A map of Fedora packages and dependencies

seth vidal skvidal at phy.duke.edu
Tue Jun 21 13:46:12 UTC 2005


On Tue, 2005-06-21 at 15:40 +0200, Tarjei Knapstad wrote:
> [Disclaimer: This is probably going to end up as a blurb about
> dependencies - bear with me :)]
> 
> Firstly, I was just perusing through the FC4 package description list
> and was reminded of something I've thought of many times:
> 
> Would it be possible to map out the package dependencies in Fedora by
> doing rpm queries and forming a directed graph of the results? (by using
> graphviz or something like that)
> 
> I think such a package dependency map would be quite useful to get an
> overview of the distribution, both for developers and users. "End nodes"
> in the graph could help identify candidates that could be moved to
> extras for instance (you might even tag vertices with the package size).
> >From the users perspective it would get a lot easier to get an overview
> of the impact of removing a package, or if you want to rebuild a
> homebrew package for some reason ("I'd really like to just rebuild this
> package myself to the bleeding edge, but what else would it impact and
> maybe even break, if anything?").
> 
> Secondly I was thinking of a "DependencyLint" kind of tool - a small
> Python script maybe that would go through every installed RPM on a
> system and check if the requirements in the .spec files are correct
> and/or sufficient.
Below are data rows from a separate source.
PR #1017, opened 2023-04-02
tests: fix util/test_shelve.py

xxc3nsoredxx:
Remove the `os.unlink()` call which can fail if the backend lib, eg, adds a suffix to the filename. When debugging this failed run [1], the `shelve_file` was being created as `shelve_file.db`.

From the Python docs:

    The filename parameter is the base filename for the underlying
    database.  As a side-effect, an extension may be added to the
    filename and more than one file may be created.

[1]: https://builds.sr.ht/~xxc3nsoredxx/job/966549

### DIFF
--- a/NEWS
+++ b/NEWS
@@ -56,7 +56,8 @@ Features:
   for a time for compatibility.
 
 Bug fixes:
-* TODO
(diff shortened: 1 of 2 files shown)


thesamesam:
Thanks!

PR #1018, opened 2023-04-03
Enable automated tests on sourcehut builds

xxc3nsoredxx:
Run tests on push for Portage clones hosted on sourcehut. Currently skips testing on PyPy.

Example run: https://builds.sr.ht/~xxc3nsoredxx/job/967249

### DIFF
--- a/.builds/ci.yml
+++ b/.builds/ci.yml
@@ -1,0 +1,39 @@
+# Maintainer: Oskari Pirhonen <xxc3ncoredxx@gmail.com>
+
+image: ubuntu/jammy
+shell: true
+repositories:
+  # For more versions than just the default python3
+  deadsnakes: https://ppa.launchpadcontent.net/deadsnakes/ppa/ubuntu jammy main "BA6932366A755776"
+  # Because Ubuntu have yet to fix: https://foss.hetapod.net/pypy/pypy/-/issues/3741
+  # pypy: https://ppa.launchpadcontent.net/pypy/ppa/ubuntu jammy main "251104D968854915"
+environment:
+  PYTHON_VERSIONS:
+    - '3.7'
+    - '3.8'
+    - '3.9'
+    - '3.10'
+    - '3.11'
+    # Testing PyPy is currently broken, see bug #903709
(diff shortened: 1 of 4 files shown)


mgorny:
How many random third-party hostings are we going to support in Portage codebase?

xxc3nsoredxx:
Sourcehut is hardly random. And having multiple environments to run tests in is useful. I already fixed one broken test because the CPython was slightly different from GH's.

Then there's the whole thing with some people slowly getting tired of GH's centralization of free software on a non-free platform. Me included, and I plan on migrating my repos to sourcehut and using GH as a mirror. Gentoo GH repos are just mirrors, but if I want the automated testing, it currently has to go through GH.

Since I'm adding it, it's on me to keep it working (potentially with the help of others in the future if they use sourcehut too).

thesamesam:
It's fine with me as one alternative to GH as we're currently a bit too GH centric, but I wouldn't want to add one for every single non-GH site.

Could you add a comment at the top of the files indicating you're the maintainer?

xxc3nsoredxx:
Can do.

thesamesam:
> It's fine with me as one alternative to GH as we're currently a bit too GH centric, but I wouldn't want to add one for every single non-GH site.

(In particular, I don't feel like I'm abiding by the social contract when I tell people "yes, we accept ML submissions, but you should really do GH so we can get CI run on it", so I'm fine with this as we're giving an alternative in this instance, but wouldn't want to necessarily approve adding another third service.)

mgorny:
I disagree. The only reason we're providing GitHub config is because 1) we're officially accepting PRs on GH, and 2) we're running our CI on GH.

This is a slippery slope. Today sr.ht, tomorrow GitLab, Gitea, that fork of Gitea now that Gitea suddenly started being bad, and a dozen other incompatible CI configurations that nobody's going to keep in sync.

thesamesam:
I just said I wouldn't take a multitude of them.

xxc3nsoredxx:
Yep, if I can't keep up with it, I have no problems with dropping the files.

PR #1021, opened 2023-04-06
emerge-webrsync: support PGP verification

thesamesam:
Note that a lot of this is better reviewed with `-w`.

---
Introduce PGP verification of the webrsync snapshot tarballs
using app-portage/gemato - which is already a dependency of Portage
for verifying normal rsync.

This is the same method Portage uses (see below).

Technically, the fix is very straightforward, but getting to
the fix was the slightly painful bit. What I've concluded
happened is:
- Portage starts getting reworked to gain proper sync module support;

- Someone gets the idea of implementing emerge-webrsync fully in Python
  as a Portage sync module (which is a not-unreasonable idea);

  [This ultimately hasn't gone anywhere.]

- Some folks get the idea of deprecating emerge-webrsync in favour of
  letting Portage call it via its sync module with sync-type=webrsync,
  presumably with the ultimate goal of it transparently one day using
  the aforementioned (yet-non-existent) Python implementation as its
  backend, and not the shell script.

  [To this day, Portage's webrsync implementation shells out to
  the emerge-webrsync shell script, but it has the abstraction to
  switch that out.]

- People are discussing PGP verification in general of the Gentoo
  repository, especially now we'd migrated to git which makes it
  way easier, unlike CVS.

- A bug is filed for PGP verification in emerge-webrsync. People
  decide it doesn't matter too much, because Portage is going to
  Real Soon Now (TM) have its own backend (replacing the shell script)
  and/or Portage's sync module support obsoletes emerge-webrsync entirely
  (i.e. the idea being nobody should call emerge-webrsync, just use
  emerge to sync).

- Then nothing happens with the "replacement" ideas and the good
  ol' trusty emerge-webrsync ends up with the same problems sitting
  there because nobody saw the point in working on it if it was to
  be replaced soon. But that didn't happen.

Bug: https://bugs.gentoo.org/597800

### DIFF
--- a/NEWS
+++ b/NEWS
@@ -1,6 +1,11 @@
 portage-3.0.47 (UNRELEASED)
 ---------------
 
+Security:
+* emerge-webrsync (the standalone tool) now verifies PGP signatures, see
+  bug #597800. Note that 'sync-type = webrsync' in repos.conf already
+  handled PGP verification when configured to do so (and it is by default).
+
 Features:
 * install-qa-check.d: 90gcc-warnings: Add additional code quality warnings:
   - -Wrestrict
--- a/bin/emerge-webrsync
+++ b/bin/emerge-webrsync
@@ -24,14 +24,49 @@
 # gpg --homedir /etc/portage/gnupg --edit-key ${KEY_ID} trust
 #
 
-# Only echo if in verbose mode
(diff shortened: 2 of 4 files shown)


thesamesam:
Note that this soft-requires >=gemato-20.1 for nicer output, but it's not a hard requirement: https://github.com/projg2/gemato/pull/30.

thesamesam:
Merged.

PR #1023, opened 2023-04-09
econf: Match configure --help output better

ulm:
Check for proper end of string for all option names beginning with "with", "disable" or "enable".


SoapGentoo (approved):
and pkgcore too plox

PR #1303, opened 2024-03-08
meson.build: Install dist-info METADATA

zmedico:
Install dist-info METADATA for pip to resolve dependencies:
```console
# pip freeze | grep portage
portage==3.0.63
```
Suggested-by: Eli Schwartz <eschwartz93@gmail.com>
Bug: https://bugs.gentoo.org/920330

### DIFF
--- a/cnf/METADATA
+++ b/cnf/METADATA
@@ -1,0 +1,3 @@
+Metadata-Version: 2.1
+Name: portage
+Version: @VERSION@
--- a/meson.build
+++ b/meson.build
@@ -97,6 +97,20 @@ if native_extensions
     subdir('src')
 endif
 
+if system_wide
+	METADATA = configure_file(
+		input : 'cnf/METADATA',
+		output : 'METADATA',
+		configuration : conf_data
+	)
+	install_data(
+		[
+			METADATA
+		],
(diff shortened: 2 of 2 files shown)


chewi (approved):
Thanks for keeping it simple in the end. :slightly_smiling_face:

thesamesam (approved):

mgorny:
Please give me 24 hours or so to attempt to rewrite `sys-apps/portage` ebuild to use plain PEP517 build instead of the awful pile of hacks it's doing right now.

chewi:
> Please give me 24 hours or so to attempt to rewrite `sys-apps/portage` ebuild to use plain PEP517 build instead of the awful pile of hacks it's doing right now.

I honestly don't believe my work was an awful pile of hacks. Portage does not abuse Meson's Python support, and Meson installs the files to the same locations that PEP517 would. You're effectively saying that Meson's Python support is worthless unless used together with meson-python. Feel free to try something different, but I think it's good that Portage can currently be installed system-wide using the regular Meson commands.

mgorny:
Nevermind. I didn't realize that mesonpy is so strict about wheel specification, and doesn't allow installing to other paths like setuptools does. This is hopeless.

mgorny (approved):

PR #1304, opened 2024-03-09
__dyn_install: Record REPO_REVISIONS in build-info

zmedico:
Record REPO_REVISIONS as a json object that maps repo name to revision for an ebuild's source repository and any repositories that eclasses were inherited from:
```console
$ cat /var/tmp/portage/sys-apps/portage-3.0.63/build-info/REPO_REVISIONS
{"gentoo": "34875e30e73e33d3597d1101cdf97dc22729b268"}
```
Ultimately the intention is to expose this information in binhost metadata so that clients can select consistent revisions of source repositories.

Bug: https://bugs.gentoo.org/924772


thesamesam (approved):
I think this is going to be generally useful for reproducible build efforts / determinism / auditing.

PR #1305, opened 2024-03-09
EbuildPhase/EbuildBinpkg: Ensure PKGDIR subdirectory permissions

zmedico:
Bug: https://bugs.gentoo.org/712222

### DIFF
--- a/lib/portage/dbapi/bintree.py
+++ b/lib/portage/dbapi/bintree.py
@@ -72,6 +72,7 @@ import traceback
 import warnings
 from gzip import GzipFile
 from itertools import chain
+from pathlib import PurePath
 from urllib.parse import urlparse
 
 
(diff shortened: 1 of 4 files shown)


lib/portage/dbapi/bintree.py
```diff
@@ -839,11 +839,18 @@ def _ensure_dir(self, path):
...
         pkgdir_gid = pkgdir_st.st_gid
         pkgdir_grp_mode = 0o2070 & pkgdir_st.st_mode
-        try:
-            ensure_dirs(path, gid=pkgdir_gid, mode=pkgdir_grp_mode, mask=0)
-        except PortageException:
-            if not os.path.isdir(path):
-                raise
+
+        components = []
+        for component in path[len(self.pkgdir) + 1 :].split(os.sep):
```
thesamesam, line 844: You might be able to do this more elegantly with pathlib.

zmedico: Yeah, relative_to and parts worked nicely here, thanks!
```python
for component in pathlib.PurePosixPath(path).relative_to(self.pkgdir).parts:
```

thesamesam (approved):

lib/portage/dbapi/bintree.py
thesamesam: Nice!

PR #1306, opened 2024-03-11
bintree: Add REPO_REVISIONS to package index header

zmedico:
As a means for binhost clients to select source repo revisions which are consistent with binhosts, inject REPO_REVISIONS from a package into the index header, using a history of synced revisions to guarantee forward progress. This queries the relevant repos to check if any new revisions have appeared in the absence of a proper sync operation.

The history of synced revisions is provided by a new get_repo_revision_history function and corresponding /var/lib/portage/repo_revisions file, with history limit currently capped at 25 revisions. If a change is detected and the current process has permission to update the repo_revisions file, then the file will be updated with any newly detected revisions. This functions detects revisions which are not yet visible to the current process due to the sync-rcu option.

The emaint revisions --purgerepos and --purgeallrepos options allow revisions for some or all repos to be easily purged from the history. For example, the emerge-webrsync script uses this emaint commmand to purge the revision history of the gentoo repo when the emerge-webrsync --revert option is used to roll back to a previous snapshot:

	emaint revisions --purgerepos="${repo_name}"

Bug: https://bugs.gentoo.org/924772


lib/portage/sync/revision_history.py
```diff
@@ -0,0 +1,121 @@
...
+    This functions detects revisions which are not yet visible to the
+    current process due to the sync-rcu option.
+
+    @param eroot: EROOT to query
+    @type eroot: string
+    @param repos: list of RepoConfig instances to check for new revisions
+    @type repos: list
+    @rtype: dict
+    @return: mapping of repo name to list of revisions in descending
+             order by time
```
zmedico, line 35: Ultimately, when binhosts clients need to checkout a specific source repo revision, we don't want that to lead to an unordered revision list. I think in that case we might just purge newer revisions from the history, and set the selected source repo revision as the latest revision in the history.

zmedico: Nothing prevents users from doing things to create unordered revision lists. It doesn't seem like an issue for plain rsync, but emerge-webrsync is capable of selecting dated snapshots, and nothing stops git sync users from checking out random revisions that can then get recorded in the history.

zmedico: When emerge-webrsync installs a dated snapshot, we can easily wipe previous history and just add the snapshot's revision to the history.

Checkouts of random git revisions are much harder to handle.

zmedico: Maybe we can prevent random git revisions from entering the history by making the GitSync retrieve_head method return an error it's not on a branch that's in sync with a remote tracking branch. Maybe we can use this same mechanism on binhost clients to prevent specifically checked out revisions from entering the history.

zmedico: When a binhost client needs to checkout a specific revision, it can insert that revision into the appropriate location in its revision history, since will have access to git history at that point.

zmedico: I've fixed it to ignore revisions from volatile repos, which seems like it will cover the random git revisions problem.

I still want to handle emerge-webrsync snapshots.

zmedico: Fixed `emerge-webrsync --revert` to do this:
```bash
emaint revisions --purgerepos="${repo_name}"
```

thesamesam:
Sorry I haven't had a chance to look yet, the next few days are still quite busy but I will try by/on the weekend.

lib/portage/dbapi/bintree.py
```diff
@@ -1916,6 +1929,56 @@ def _read_metadata(self, filename, st, keys=None, binpkg_format=None):
...
+                header_rev_index = None
+            try:
+                repo_revision_index = rev_list.index(repo_revision)
+            except ValueError:
+                repo_revision_index = None
+            if repo_revision_index is not None and (
+                header_rev_index is None or repo_revision_index < header_rev_index
+            ):
+                # There is forward progress when repo_revision is more recent
+                # than header_rev or header_rev was not found in the history.
```
zmedico, line 1971: The repo_revisions history file exists solely so that we can perform this comparison in order to ensure forward progress.

As an alternative that avoids the need for a repo revision history, we could simply expose the latest synced revision here regardless of the revision that the package was built with. In most cases I would expect the package would be built against the latest revision anyway (unless there's a cron job that syncs periodically in the background).

zmedico: @akhuettel, for gentoo binhost builds, is there a cron job that sync repos in the background or is sync triggered prior to builds? Either will work if we track the history of repo revisions, but I'm just checking since tracking repo revision history just so we can validate revisions exposed in the binhost Packages header could be overkill.

thesamesam:
Sorry, I'm not ignoring this, I really will try to get to it soon, I just don't want to give a half-assed review given it involves a file format and changing those isn't easy.

zmedico:
> Sorry, I'm not ignoring this, I really will try to get to it soon, I just don't want to give a half-assed review given it involves a file format and changing those isn't easy.

Something I noticed when with working with Amazon Linux 2023 is that they have a dnf releasever mechanism which prevents new binary packages from being installed too early (it's the opposite of the problem reported in [bug 924772](https://bugs.gentoo.org/924772)), which is something that REPO_REVISIONS can't help with:

https://docs.aws.amazon.com/linux/al2023/ug/deterministic-upgrades-usage.html

lib/portage/emaint/modules/revisions/revisions.py
```diff
@@ -0,0 +1,95 @@
...
+    short_desc = "Purge repo_revisions history file."
+
+    @staticmethod
+    def name():
+        return "revisions"
+
+    def __init__(self, settings=None):
+        """Class init function
+
+        @param settings: optional portge.config instance to get EROOT from.
```
thesamesam, line 20:
```suggestion
        @param settings: optional portage.config instance to get EROOT from.
```

thesamesam (approved):
Thank you! (And thank you for waiting.)

lib/portage/dbapi/bintree.py
akhuettel: @zmedico The sync is triggered and completed before the build starts (both for the dedicated binhosts and for the catalyst builds).
The dedicated binhosts use a separate (from the host) repo dir for that, and the catalyst builds have their squashfs snapshot.

PR #1309, opened 2024-03-18
sync: don't use ipv6 for rsync when it's disabled

0x501D:
socket.has_ipv6 gives a false result:

```sh
$ sysctl net.ipv6.conf.all.disable_ipv6=1
net.ipv6.conf.all.disable_ipv6 = 1
$ python
Python 3.11.8 (main, Feb 24 2024, 17:10:38) [GCC 13.2.1 20240210] on linux Type "help", "copyright", "credits" or "license" for more information.
>>> import socket
>>> socket.has_ipv6
True
```

This patch uses the built-in _has_ipv6() function, which returns the correct result.

Bug: https://bugs.gentoo.org/927241

### DIFF
--- a/lib/portage/process.py
+++ b/lib/portage/process.py
@@ -631,8 +631,8 @@ def spawn(
         fd_pipes[1] = pw
         fd_pipes[2] = pw
 
-    # Cache _has_ipv6() result for use in child processes.
-    _has_ipv6()
+    # Cache has_ipv6() result for use in child processes.
+    has_ipv6()
 
     # This caches the libc library lookup and _unshare_validator results
     # in the current process, so that results are cached for use in
@@ -751,7 +751,7 @@ def spawn(
 __has_ipv6 = None
 
 
-def _has_ipv6():
+def has_ipv6():
     """
     Test that both userland and kernel support IPv6, by attempting
     to create a socket and listen on any unused port of the IPv6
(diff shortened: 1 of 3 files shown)


zmedico:
Thanks @0x501D this looks great! Can you add a sign off to comply with our [Certificate of Origin](https://www.gentoo.org/glep/glep-0076.html#certificate-of-origin)?

0x501D:
> Thanks @0x501D this looks great! Can you add a sign off to comply with our [Certificate of Origin](https://www.gentoo.org/glep/glep-0076.html#certificate-of-origin)?

Sign off added.

0x501D:
Linter errors was fixed.

floppym:
> This patch uses the built-in _has_ipv6() function, which returns the correct result.

Nit: there is no "built-in" _has_ipv6() function. I would refer to `portage.process._has_ipv6() instead.

0x501D:
> > This patch uses the built-in _has_ipv6() function, which returns the correct result.
> 
> Nit: there is no "built-in" _has_ipv6() function. I would refer to `portage.process._has_ipv6()` instead.

Thanks. Commit message was fixed.

floppym (approved):

zmedico (approved):

floppym:
I suppose we should remove the underscore from the front of the function name if we are going to call it from another module. It's no longer a "private" function.

0x501D:
> I suppose we should remove the underscore from the front of the function name if we are going to call it from another module. It's no longer a "private" function.

Done. Added in separate commit.

floppym:
Perfect, thank you.

PR #1310, opened 2024-03-20
depgraph: Do not trigger rebuilds for some options

zmedico:
Do not trigger rebuilds for options which do not merge packages like --buildpkgonly, --fetchonly, and --fetch-all-uri.

Bug: https://bugs.gentoo.org/927301

### DIFF
--- a/lib/_emerge/depgraph.py
+++ b/lib/_emerge/depgraph.py
@@ -109,6 +109,8 @@ if TYPE_CHECKING:
     import _emerge.stdout_spinner.stdout_spinner
 
 
+_NO_MERGE_OPTS = ("--buildpkgonly", "--fetchonly", "--fetch-all-uri")
+
 # Exposes a depgraph interface to dep_check.
 _dep_check_graph_interface = collections.namedtuple(
     "_dep_check_graph_interface",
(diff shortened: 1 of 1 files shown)


mgorny:
Still happens with the patch applied on top of 3.0.63.

mgorny:
> Still happens with the patch applied on top of 3.0.63.

Though the conditions seem to work. I guess some other code needs to be disabled as well.

lib/_emerge/depgraph.py
```diff
@@ -1942,7 +1944,9 @@ def _process_slot_conflicts(self):
         for conflict in self._dynamic_config._package_tracker.slot_conflicts():
             self._process_slot_conflict(conflict)
 
-        if self._dynamic_config._allow_backtracking:
+        if self._dynamic_config._allow_backtracking and not any(
+            opt in self._frozen_config.myopts for opt in _NO_MERGE_OPTS
+        ):
             self._slot_operator_trigger_reinstalls()
```
zmedico, line 1950: It seems like --buildpkgonly needs to be in a class of its own here, since --fetch* should behave mostly like regular build commands in order to avoid prevent discrepancies in behavior (like the slot conflicts in https://bugs.gentoo.org/161422 thought those would exist without --fetchonly you get the idea).

PR #1311, opened 2024-03-21
save-build-env: Strip out MAKEOPTS

ismell:
MAKEOPTS contains a host specific value. If the same package is built on a host with different core counts, the binpkgs will have different hashes. This change drops MAKEOPTS after src_install so that it's not included in final environment.gz.

Bug: https://bugs.gentoo.org/914441

I'm pulling this patch into chromiumos here: https://chromium-review.googlesource.com/c/chromiumos/bazel/+/5356724

### DIFF
--- a/bin/save-ebuild-env.sh
+++ b/bin/save-ebuild-env.sh
@@ -16,6 +16,11 @@ __save_ebuild_env() {
 		unset S __E_DESTTREE __E_INSDESTTREE __E_DOCDESTTREE __E_EXEDESTTREE \
 			PORTAGE_DOCOMPRESS_SIZE_LIMIT PORTAGE_DOCOMPRESS \
 			PORTAGE_DOCOMPRESS_SKIP PORTAGE_DOSTRIP PORTAGE_DOSTRIP_SKIP
+		# This value contains build host specific configuration. We want
+		# binpkgs generated on different sized hosts to be identical,
+		# so strip this value from the binpkg. It's also not needed for
+		# installing / removing a package.
+		unset MAKEOPTS
 		if [[ -n ${PYTHONPATH} &&
 			${PYTHONPATH%%:*} -ef ${PORTAGE_PYM_PATH} ]] ; then
 			if [[ ${PYTHONPATH} == *:* ]] ; then


zmedico (approved):
Seems reasonable. Thanks!

thesamesam:
I suppose this might help with https://bugs.gentoo.org/736794 too.

bin/save-ebuild-env.sh
```diff
@@ -16,6 +16,11 @@ __save_ebuild_env() {
 		unset S __E_DESTTREE __E_INSDESTTREE __E_DOCDESTTREE __E_EXEDESTTREE \
 			PORTAGE_DOCOMPRESS_SIZE_LIMIT PORTAGE_DOCOMPRESS \
 			PORTAGE_DOCOMPRESS_SKIP PORTAGE_DOSTRIP PORTAGE_DOSTRIP_SKIP
+		# This value contains build host specific configuration. We want
+		# binpkgs generated on different sized hosts to be identical,
+		# so strip this value from the binpkg. It's also not needed for
+		# installing / removing a package.
+		unset MAKEOPTS
```
zmedico, line 23: How about if we also add MAKEOPTS to environ_whitelist in lib/portage/package/ebuild/_config/special_env_vars.py so that we'll always have the current user setting in the ebuild environment? That way any MAKEOPTS usage in binary package ebuild phases will be covered (like https://bugs.gentoo.org/736794).

ismell: SGTM. I do have a question. When does the `has --exclude-init-phases` block run? I assumed when we were creating a binpkg. Does it make a different if we move the unset out of this block? i.e., put it down the the `unset COLORTERM DISPLAY` ,etc?

I also think we need to exclude `NINJAOPTS`. See https://chromium-review.googlesource.com/c/chromiumos/bazel/+/5445316

zmedico: The `--exclude-init-phases` part is used after src_install and also when persisting state after pkg_* phases.

It's better if we keep the unset MAKEOPTS under the `--exclude-init-phases` block in case the variable is modified within the ebuild environment, since variable mutations within the ebuild environment should generally persist unless there is a very good reason not to.

ismell: Thanks for the clarification. That's what I had originally understood.

ismell:
The change has been updated to also exclude NINJAOPTS, EPOCHREALTIME, EPOCHSECONDS, and SRANDOM.

ismell:
Anything blocking this?

zmedico (approved):
> Anything blocking this?

I think it's fine. @sam what do you think?

PR #1312, opened 2024-03-21
Reapply "config: Don't directly modify FEATURES"

ismell:
This change addresses the feedback from https://github.com/gentoo/portage/pull/1098#issuecomment-1761638611

As pointed out by @zmedico, It turns out we need to keep the open coded filter because otherwise we create a persistent copy.


zmedico (approved):
Looks good, thanks!

PR #1319, opened 2024-05-10
emerge: Make --root-deps install build deps to ROOT plus / for all EAPIs

chewi:
Rather than instead of / for EAPI 6 and below. This changes the behaviour, but it is arguably not a breaking change, as no installations are being dropped. The previous behaviour was highly likely to break anyway.

I'm not 100% sure about the changes in `_complete_graph` and `_validate_blockers`, but I think the idea here was to skip processing when you were discarding dependencies for /. We're not doing that for bare `--root-deps` any more, only `rdeps` specifically.


lib/_emerge/depgraph.py
```diff
@@ -8390,7 +8398,7 @@ def _complete_graph(self, required_sets=None):
         for root in self._frozen_config.roots:
             if root != self._frozen_config.target_root and (
                 "remove" in self._dynamic_config.myparams
-                or self._frozen_config.myopts.get("--root-deps") is not None
+                or self._frozen_config.myopts.get("--root-deps") != "rdeps"
```
zmedico, line 8401: Looking back at f241cdb50b0f8a448216a1e5155dba8d0abddf56, I'm not sure what I fixed. Maybe we could try removing --root-deps from this expression entirely (basically revert f241cdb50b0f8a448216a1e5155dba8d0abddf56).

lib/_emerge/depgraph.py
```diff
@@ -8625,7 +8633,7 @@ def _validate_blockers(self):
             dep_keys = Package._runtime_keys
             for myroot in self._frozen_config.trees:
                 if (
-                    self._frozen_config.myopts.get("--root-deps") is not None
+                    self._frozen_config.myopts.get("--root-deps") != "rdeps"
                     and myroot != self._frozen_config.target_root
```
zmedico, line 8637: Looking back at e9740bcd93e01633695dee32425d1bab38e607c7, I'm not sure about the optimization logic. Once again, maybe we could try removing --root-deps from this expression entirely (basically revert e9740bcd93e01633695dee32425d1bab38e607c7).

It seems a9de7a29a25c876caab34b288cf87629514c7ac2 which was committed around the same time was also reverted at some point.

chewi: I don't think keeping this does any harm, and I'd rather not break anything. Same for the above. I do intend to remove the `rdeps` option when we drop EAPI 6, although I was discussing the need for such an option that works with EAPI 7+ with someone today. `rdeps` is a terrible name, so I'd probably call it something else. I'm also considering other ways to solve their problem.

zmedico: Okay that seems fair to preserve backward compat. Should these conditions use `==` rather than `!=`, in order to affect the `--root-deps=rdeps` case, like this?
```diff
-               or self._frozen_config.myopts.get("--root-deps") is not None
+               or self._frozen_config.myopts.get("--root-deps") == "rdeps"
```

chewi: Ah, good point. :upside_down_face:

Here I'm not quite sure about what the rules are for
> Fedora however - should absolutely everything that's needed to build a
> package be in BuildRequires:? Should every package that has C code
> require glibc? Or is it a goal to be as lax as possible to prevent
> (hopefully) unnecessary build problems?
> 
> In any case I was thinking of maybe using a combination of RPM querying
> and ldd (and possibly other tools). An example (from a FC1 box):
> 
> 1. Get a list of all the RPM's on the system.
> 
> 2. For each package, list the files and grep the bin/ and lib/ stuff.
> For instance 'rpm -ql mutt|grep bin' lists /usr/bin/mutt as one of it's
> files.
> 
> 3. Check which dynamic libraries these binaries and libraries depend on
> using 'ldd'. 'ldd /usr/bin/mutt' lists /usr/lib/libz.so.1 among others.
> 
> 4. For each of these, check which package provides them. 
> 'rpm -q --whatprovides /usr/lib/libz.so.1' returns 'zlib-1.2.0.7-2'
> 
> 5. Finally check that the original package depends on zlib. (This step
> I'm not sure what's the best way to query.) 'rpm -q --requires mutt'
> does not list zlib and 'rpm -e --test zlib' does not list mutt so we've
> actually found a missing dependency here.
> 
> These are just my first thoughts to maybe encourage some discussion. I'm
> sure this could be done in a better way and could probably also be
> expanded to do other stuff (I'm not very RPM-savvy). If you run a live
> testinstall of rawhide for instance such a tool could be run
> automatically after each update to detect any packaging problems wrt.
> dependencies.
> 

1. Do an everything install of core.
2. install yum-utils
3. run package-cleanup --leaves

that'll tell you all the specific leaf nodes.